# The Power of Real Estate

Real Estate is one of the best forms of investing. As we all know, property typically goes up in value or at least stays at a constant.

When purchasing a property for rental, it’s a good idea to look for a deal in which you can get cash flow.  Your return on investment will increase as the property mortgage is paid down and you will have passive income at the same time. Here’s how it works. Let’s say I buy a property at 250,0oo.00 and I put 20% down. (50,000.000.).  Let’s also assume I purchased this property at 20,000.00 under value. Which means the property is actually worth 270,000.00. By buying it for 250 I have already increased my equity by 20,000.00 and gave me a total equity of 70,000.00.  Purchase price of 250 less 50 I put down; a mortgage of 200,000 plus the 20 thousand at the time of purchase. Home value of 270 thousand minus the mortgage amount of 200 thousand leaves 70 thousand as equity.

Now because I paid 50 thousand out of pocket I want to get that back so I rent the property out for let’s say 1200.00 per month.

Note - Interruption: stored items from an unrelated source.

PR #648, opened 2019-03-04
refactor: move upload to app-extensions

MethodenMann:
- This refactoring helps to eliminate duplicate code in the packages and is the groundwork for an upcoming refactoring.
  The goal is to move all "form utils" to formData so that they can be provided with a container.


packages/app-extensions/src/formData/upload/sagas.spec.js
```diff
@@ -0,0 +1,46 @@
...
+
+import {documentToFormValueTransformer, uploadRequest} from './documents'
+import * as actions from './actions'
+import * as sagas from './sagas'
+
+import {call, fork, put, takeEvery} from 'redux-saga/effects'
+
+describe('app-extensions', () => {
+  describe('formData', () => {
+    describe('values', () => {
```
rzueger: `upload` instead of `values`

PR #651, opened 2019-03-05
feat(tocco-ui): helper method to bypass groups of attributes

niklaushug:


packages/tocco-ui/src/utilStyles/filterObjectByKeysStartingWith.js
```diff
@@ -0,0 +1,22 @@
+/**
+ * Enforce that all values of a flat object are used as keys in another object.
+ * May insert {...filterObjectByKeysStartingWith(props)} function in JSX.
+ *
+ * @param  {object} props       Pass in React props
+ * @param  {array} identifier   Define which key/value pairs are returned
+ * @return {object}             Filtered props
+ */
+
+const filterObjectByKeysStartingWith = (props = {}, identifiers = ['data-', 'aria-']) => {
```
MethodenMann: very intransparent default value. At least add to documentation

niklaushug: The default was picked according the demands of a single use case. Probably is an empty array for identifiers the better default?

In which documentation I have to describe the defaults (packages/tocco-ui/README.md or packages/tocco-ui/src/utilStyles/filterObjectByKeysStartingWith.js)?

MethodenMann: Yes probably add an empty array as default value. A Bit of an anti pattern to set default values according to single usage. 

No with documentation i meant on line 8 in method description

PR #662, opened 2019-03-19
refactor(tocco-ui): use theme for form labels

niklaushug:


MethodenMann:
Is the mandatory asterisk black on purpose?

All the dirty fields are colored. Before this change it was green-ish. Now it's the warning orange i guess. Apart from that this orange hurts my eyes i think  "warning" orange sends a wrong message. Dirty fields are a not negative in any way.

Before:
image


After:
image


While you're at it i think you can add a small indent to the error list.

packages/tocco-ui/src/FormField/StyledFormField.js
```diff
@@ -0,0 +1,35 @@
+import styled, {css} from 'styled-components'
+import {theme} from 'styled-system'
+import classNames from 'classnames'
+
+import {spaceScale} from '../utilStyles'
+import {StyledSignalList} from '../SignalList'
+
+const markAsMandatory = () => css`
+  label:after {
```
MethodenMann: see comment in PR

PR #664, opened 2019-03-20
refactor(app-extensions): specify ToccoTheme as default

niklaushug:
Constant mergedTheme guarantees already that ToccoTheme is available. 

By adding theme as default prop only the console warning is eliminated.


packages/app-extensions/src/appFactory/ThemeWrapper.js
```diff
@@ -19,6 +19,10 @@ class ThemeWrapper extends React.PureComponent {
   }
 }
 
+ThemeWrapper.defaultProps = {
```
MethodenMann: good. but you should adjust line 11:

`    const mergedTheme = _merge({}, theme, appTheme)`

PR #665, opened 2019-03-21
Pr/refactor declare interaction color

niklaushug:


packages/sso-login/src/components/ProviderButton/StyledProviderButton.js
```diff
@@ -3,18 +3,18 @@ import {theme} from 'styled-system'
...
     display: inline-block;
     width: 100%;
     ${props => declareInteractionColors(
-    generateCustomColors(
-      props.primaryColor,
-      props.secondaryColor || theme('colors.paper')(props),
-      props.secondaryColor || theme('colors.text')(props)))}
+    generateInteractionColors(props, {
+      bg: props.primaryColor,
+      fg: props.secondaryColor || `${theme('colors.paper')(props)}, ${theme('colors.text')(props)}`
```
MethodenMann: dont forget to edit this line as soon as you rebased. (you removed theme dependency)

packages/tocco-ui/src/Button/StyledButton.js
```diff
@@ -43,22 +40,22 @@ const meltButtons = props => {
 }
 
 const declareButtonColor = props => {
-  let declareColor
+  let scheme
   const {ink, look} = props
   const {BALL, FLAT, RAISED} = stylingLook
```
MethodenMann: could be done outside of method

packages/tocco-ui/src/utilStyles/declareInteractionColors.spec.js
```diff
@@ -169,7 +108,75 @@ describe('tocco-ui', () => {
...
+          }
+        }, {
+          scheme: 'raisedPrimary',
+          expectation: {
+            bg: ['#600', '#900', '#c00'],
+            fg: ['#900', '#c00', '#f00']
+          }
+        }, {
+          scheme: {
+            bg: 'colors.primary',
```
MethodenMann: IMO it would be more intuitive to prefix everything that's not a color?
`fg: '#234, $colors.text, black'`

what do you think? You could remove dependency and just check for the $

niklaushug: Using `color.startsWith('colors.')` instead of prefixing theme paths for colors by $ prevents to introduce a special case for a few color paths.

PR #667, opened 2019-03-22
Pr/floating label

niklaushug:
Current implementation requires a polyfill for css pseudo selector `:focus-within` like https://github.com/jonathantneal/focus-within. Microsoft browser does not support it yet.

`:focus-within` makes code much cleaner and lighter than using a react library like https://github.com/ferdaber/react-focus-within.

Do we already other polyfills included in tocco-client? What do you think about polyfills in general?

### DIFF
--- a/packages/tocco-ui/src/StatedValue/StatedValue.js
+++ b/packages/tocco-ui/src/StatedValue/StatedValue.js
@@ -25,7 +25,7 @@ const detectSignal = (dirty, hasError) => {
  */
 const StatedValue = props => {
   const {
-    content,
+    children,
     description,
     dirty,
     error,
@@ -44,7 +44,7 @@ const StatedValue = props => {
       <StyledStatedValueBox
         hasValue={hasValue}
         signal={signal}>
-        {content}
+        {children}
         <StyledStatedValueLabel
           hasValue={hasValue}
           signal={signal}
@@ -66,7 +66,7 @@ StatedValue.propTypes = {
   /**
    * A component to enter or display data.
    */
-  content: PropTypes.node,
+  children: PropTypes.node,
   /**
    * A helper text to instruct users.
    */
--- a/packages/tocco-ui/src/StatedValue/StatedValue.js
+++ b/packages/tocco-ui/src/StatedValue/StatedValue.js
@@ -1,5 +1,6 @@
 import PropTypes from 'prop-types'
 import React from 'react'
+import FocusWithin from 'react-simple-focus-within'
 
 import ErrorList from '../FormField/ErrorList'
 import {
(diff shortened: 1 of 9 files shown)


packages/tocco-ui/src/StatedValue/StatedValue.js
```diff
@@ -0,0 +1,106 @@
...
+  } else if (dirty) {
+    return stylingCondition.WARNING
+  }
+}
+
+/**
+ * Wrap <EditableValue> and <FormattedVaule> in <StatedValue> to describe it
+ * and signal conditions.
+ */
+const StatedValue = props => {
```
MethodenMann: I dont know if i should like the name "StatedValue". Maybe we can discuss it. But isnt it just a new made "FormField"?

packages/tocco-ui/src/StatedValue/StyledStatedValue.js
```diff
@@ -0,0 +1,130 @@
...
+import {
+  declareFocus,
+  declareFont,
+  fontScale,
+  shadeColor,
+  spaceScale
+} from '../utilStyles'
+
+/*
+TODO
```
MethodenMann: i also prefer the polifilly over the react componnent. But shouldn't we load the polyfill with webpack.

MethodenMann: https://github.com/jonathantneal/focus-within
it this a "real" polyfill? Its important is only overwrites browser behavior if the the browser not supports the feature.

packages/tocco-ui/src/StatedValue/StatedValue.js
niklaushug: FormFieldFloat

packages/tocco-ui/src/StatedValue/StatedValue.js
```diff
@@ -0,0 +1,106 @@
+import PropTypes from 'prop-types'
```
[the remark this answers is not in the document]
niklaushug: see 70ae957362a4d0539ab616c90d55eefeb7a55c94

packages/tocco-ui/src/StatedValue/StatedValue.js
```diff
@@ -0,0 +1,106 @@
...
+      }
+    </StyledStatedValueWrapper>
+  )
+}
+
+StatedValue.propTypes = {
+  /**
+   * A component to enter or display data.
+   */
+  content: PropTypes.node,
```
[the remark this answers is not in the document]
niklaushug: see 70ae957362a4d0539ab616c90d55eefeb7a55c94

packages/tocco-ui/src/StatedValue/StyledStatedValue.js
niklaushug: see 2e35cdf0404838189dd0b804937b6ede184ed8e4

PR #1195, opened 2020-11-30
fix(scheduler): improve querySelector with boundary

MethodenMann:
- this makes sure, if multiple calendars are in the dom (multiple nice tabs opened), the right one is selected

Refs: TOCDEV-2552
Changelog: Fix deselect all bug


PadPalon:
Spelling mistake in commit message (imprive -> improve) but otherwise good

PadPalon (approved):

PR #1201, opened 2020-12-03
Pr/gitlab ci

MethodenMann:


.gitlab-ci.yml
```diff
@@ -1,23 +1,24 @@
...
 stages:
+  - setup
   - quality
   - build
 
+setup:
+  stage: setup
+  script:
+    - yarn install --frozen-lockfile
+    - yarn lernabootstrap:ci
```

The mortgage payment on 200 thousand will be about 800.00. The insurance, maintenance costs, utility costs, and a budget amount set for upgrades and repairs would be about 400.00 a month, leaving you a cash flow amount of about 400.00.   400 dollars a month times 12 months gives you a 4800.00 dollars a year cash flow.

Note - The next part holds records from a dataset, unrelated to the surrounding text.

PR #1208, opened 2020-12-08
refactor(merge): merge v2 selection

stewue:
- add logic for radio button and checkbox
- add set target entity functionality
- call merge action endpoint

Refs: TOCDEV-2743

### DIFF
--- a/packages/merge/src/components/MergeTable/MergeTable.js
+++ b/packages/merge/src/components/MergeTable/MergeTable.js
@@ -1,88 +1,13 @@
 import React, {useMemo} from 'react'
+import {connect} from 'react-redux'
 import PropTypes from 'prop-types'
-import {Table, FormattedValue, Typography, Button} from 'tocco-ui'
-import {FormattedMessage} from 'react-intl'
+import {Table, Typography, Button} from 'tocco-ui'
+import {FormattedMessage, injectIntl} from 'react-intl'
 
 import {getColumnDefinition, getDataRows} from '../../util/sourceData'
 import sourceDataPropType from '../../util/sourceDataPropType'
-
-const ManyRelationsCheckBox = ({entityData}) => <>
-  <input type="checkbox"/>
-  <Typography.Span><FormattedMessage id="client.merge.allRelations"/> ({entityData.value.length})</Typography.Span>
-</>
-
-ManyRelationsCheckBox.propTypes = {
-  entityData: PropTypes.shape({
-    value: PropTypes.arrayOf(PropTypes.string)
-  })
-}
-
-const RelationsCheckBoxes = ({entityData}) => {
-  return entityData.value.map(value =>
-    <div key={`relation-checkbox-${value.key}`}>
-      <input type="checkbox"/>
-      <FormattedValue type="single-select" value={value}/>
-    </div>
-  )
-}
-
-RelationsCheckBoxes.propTypes = {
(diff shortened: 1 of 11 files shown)


packages/merge/src/components/MergeTable/MergeTable.js
```diff
@@ -95,14 +20,41 @@ LabelCellRenderer.propTypes = {
   allPaths: PropTypes.arrayOf(PropTypes.string)
 }
 
+const ColumnHeaderRenderer = ({label, entityKey, setTargetEntity, targetEntity}) => {
+  const isChecked = targetEntity === entityKey
+  const onChange = () => setTargetEntity(entityKey)
+
+  return <><input type="radio" name="column" onChange={onChange} checked={isChecked}/> {label}</>
```
MethodenMann, line 27: same here with clickable label

packages/merge/src/modules/merge/reducer.js
```diff
@@ -1,17 +1,122 @@
...
+      multiple[key] = {}
+      obj.value.map(e => e.key).forEach(relatedEntityKey => {
+        multiple[key][relatedEntityKey] = entityKey
+      })
+    } else {
+      single[key] = entityKey
+    }
+  }
+
+  state.sourceData.relations.filter(e => e.entityKey === entityKey && e.keys.length > 0).map(e => e.relationName)
```
MethodenMann, line 81: i would prefer direct assigns over this variable / loop approach:

```
  const multipleAll = state.sourceData.relations
    .filter(e => e.entityKey === entityKey && e.keys.length > 0)
    .reduce((acc, val) => ({
      ...acc,
      [val.relationName]: [entityKey]
    }), {})

```

packages/merge/src/modules/merge/reducer.js
```diff
@@ -1,17 +1,122 @@
...
+    .forEach(relationName => {
+      multipleAll[relationName] = [entityKey]
+    })
+
+  return (
```
MethodenMann, line 86: omit round bracket?

packages/merge/src/modules/merge/reducer.js
```diff
@@ -1,17 +1,122 @@
...
+  [actions.SET_SELECTED_MULTIPLE_ALL]: setSelectedMultipleAll,
+  [actions.SET_TARGET_ENTITY]: setTargetEntity
 }
 
 const initialState = {
   selection: null,
   sourceData: null,
-  mergeResponse: null
+  mergeResponse: null,
+  selected: {
```
MethodenMann, line 114: reducers would have been a bit simpler if you moved "selected" into a own module. but you can leave it like that.

packages/merge/src/modules/merge/sagas.js
```diff
@@ -28,14 +28,54 @@ export function* loadSourceData(selection) {
...
   yield put(actions.setSourceData(sourceData))
+  yield put(actions.setTargetEntity(sourceData.entities[0].key))
 }
 
 export function* executeMerge() {
-  const body = {} // TODO: Implement
+  const {selection, selected, sourceData} = yield select(mergeSelector)
+
+  const paths = {}
+  for (const [name, entityKey] of Object.entries(selected.single)) {
```
MethodenMann, line 38: i would move this into a separate function. The code would be better readable and better testable.

MethodenMann (approved):

PR #1214, opened 2020-12-11
refactor(tocco-ui): prevent click on disabled

yilkur:
Refs: TOCDEV-2895
Changelog: Prevent click on disabled date input field


packages/tocco-ui/src/EditableValue/typeEditors/DateAbstract.js
```diff
@@ -153,6 +155,7 @@ class DateAbstract extends React.Component {
 
         >
           <StyledDateAbstractInput
+            disabled={this.props.immutable && 'disabled'}
```
MethodenMann, line 158: `{...this.props.immutable ? {disabled: 'disabled} : {}}`

i think like this would be a little bit better. Since its more clear imo and omits the disabled attribute completely if not immutable.

MethodenMann (approved):

PR #1229, opened 2020-12-17
refactor(app-extensions): fix modal on mobile

yilkur:
Refs: TOCDEV-2628
Changelog: Prevent mobile keyboard from pushing the modal up

### DIFF
--- a/packages/app-extensions/src/notifier/modules/modalComponents/ModalContent.js
+++ b/packages/app-extensions/src/notifier/modules/modalComponents/ModalContent.js
@@ -1,4 +1,4 @@
-import React, {useState} from 'react'
+import React, {useState, useRef, useLayoutEffect} from 'react'
 import PropTypes from 'prop-types'
 
 import TitleMessage from '../../components/TitleMessage'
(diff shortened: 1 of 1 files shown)


packages/app-extensions/src/notifier/modules/modalComponents/ModalContent.js
```diff
@@ -18,15 +18,23 @@ const ModalContent = ({
...
   const [isClosing, setIsClosing] = useState(false)
+  const ref = useRef(false)
 
   const handleCloseClick = () => {
     setIsClosing(true)
     close(id)
   }
 
+  useLayoutEffect(() => {
+    if (ref) {
```
MethodenMann, line 29: if (ref.current) would make sure, that the element is initialized.

packages/app-extensions/src/notifier/modules/modalComponents/ModalContent.js
```diff
@@ -18,15 +18,23 @@ const ModalContent = ({
   component: Component
 }) => {
   const [isClosing, setIsClosing] = useState(false)
+  const ref = useRef(false)
```
MethodenMann, line 21: refs are usually initialized with null

MethodenMann (approved):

Now let’s take that 4800.00 divided by your investment, which is the down payment of 50,000.00. This gives you a 9% ROI. (Return on investment). A 9% return is much better than what a bank can give you, but let’s look a bit further. Because property typically increases in value by an average of 4-6% per year the new value of the property in one year will now be 286,200.00 dollars. So let’s now take your down payment or investment of 50 thousand and divide it buy the new value of 286,200.00. This will gives us a cash on cash return of 17%

Because a rental property is classed as a business the government allows us to right off the depreciation of the property. We are allowed the right off up to 30% per year for depreciation. 30% of the new value of 286,200.00 leaves you with a depreciated value of \$ 200,340.00. On paper this gives you another cash on cash return of 70%. So let’s add up to percentages to see what our total return on investment will be. In our first calculation we got 9% + a 17% cash on cash and then + 70% on depreciated value which gives us a total of 96% return on investment, meanwhile the renters are paying down the mortgage and giving us a cash flow of 400.00 per month, 4800.00 per year. That’s a pretty good return on our initial investment of 50,000.00.

Now if you were to use OPM for the down payment the returns now become staggering. Time to go out and find some properties to buy. Just be sure when your looking at a deal you do your do diligence. Do diligence is your part in checking all statements and conditions are true and correct. This becomes another topic that we will discuss at a later time.